[EXTRACTED INFORMATION Boundary: Start]

Issue #1201, opened 2023-10-27
Conceal "unknown error" types


jbelkins:
### Describe the feature

After a conversation with Smithy, it was suggested that SDKs structure their code and/or guide customers to write their error handling code in a way that is compatible with adding modeled errors after services have launched.

For Swift, this is challenging because Swift developers' first instinct (and community best practice) is to catch errors by type.  If a Swift customer catches an "unknown error" by its type, the error cannot be converted to a modeled error later because changing the concrete type of an existing error is a breaking change.

Because both modeled and unmodeled errors conform to several of the same protocols, i.e. `AWSServiceError`, new error types can be added safely if non-modeled errors are caught by interface rather than by the unknown error type, i.e.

[EXTRACTED INFORMATION Boundary: End]

— EXERCISE —
What is needed here is an exact copy of all the entries.

— TASK ANSWER —
Issue #1201, opened 2023-10-27
Conceal "unknown error" types


jbelkins:
### Describe the feature

After a conversation with Smithy, it was suggested that SDKs structure their code and/or guide customers to write their error handling code in a way that is compatible with adding modeled errors after services have launched.

For Swift, this is challenging because Swift developers' first instinct (and community best practice) is to catch errors by type.  If a Swift customer catches an "unknown error" by its type, the error cannot be converted to a modeled error later because changing the concrete type of an existing error is a breaking change.

Because both modeled and unmodeled errors conform to several of the same protocols, i.e. `AWSServiceError`, new error types can be added safely if non-modeled errors are caught by interface rather than by the unknown error type, i.e.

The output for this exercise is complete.